- [DATA SECTION]
══════════════════════════════

PR #309, opened 2020-11-03
Remove async/await

o2sh:
## With async/await on the linux repo:

```bash
#Response times for async calls
o2sh ~/dev/onefetch (telemetry) > onefetch ../linux/
get_number_of_tags_branches --> 40.105318ms
get_git_version_and_username --> 39.971554ms
get_packed_size --> 89.731579ms
get_version --> 189.732919ms
get_pending_changes --> 199.959989ms
get_git_history --> 18.836888247s
```

`get_git_history` is overwhelmingly slower than the other functions;even with async/await the execution is still very synchronous-like.

```bash
time onefetch ../linux

real	0m22,442s
user	0m48,883s
sys	0m6,863s
```
## Without async/await on the linux repo:

```bash
time onefetch ../linux

real	0m15,631s
user	0m22,745s
sys	0m4,017s
```
-------
It may have been a false good idea to add tokio runtime - with its huge added complexity - to onefetch. Especially considering the use case - only one very slow function `get_git_history` -. Without async/await, onefetch appears to compile and run faster and use less cpu resources (cf. `user` time).

### DIFF
--- a/Cargo.lock
+++ b/Cargo.lock
@@ -58,12 +58,6 @@ dependencies = [
 ]
 
 [[package]]
-name = "arc-swap"
-version = "0.4.7"
-source = "registry+https://github.com/rust-lang/crates.io-index"
-checksum = "4d25d88fd6b8041580a654f9d0c581a047baee2b3efee13275f2fc392fc75034"
-
-[[package]]
 name = "arrayref"
 version = "0.3.6"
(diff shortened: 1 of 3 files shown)


spenserblack (approved):
LGTM :+1:

o2sh:
Thanks @spenserblack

══════════════════════════════

- [TO DO] Lines that contain "linux" are the result; find them in the entries above and copy each one.

- [ANSWER TO THIS EXERCISE]
## With async/await on the linux repo:
o2sh ~/dev/onefetch (telemetry) > onefetch ../linux/
time onefetch ../linux
## Without async/await on the linux repo:
time onefetch ../linux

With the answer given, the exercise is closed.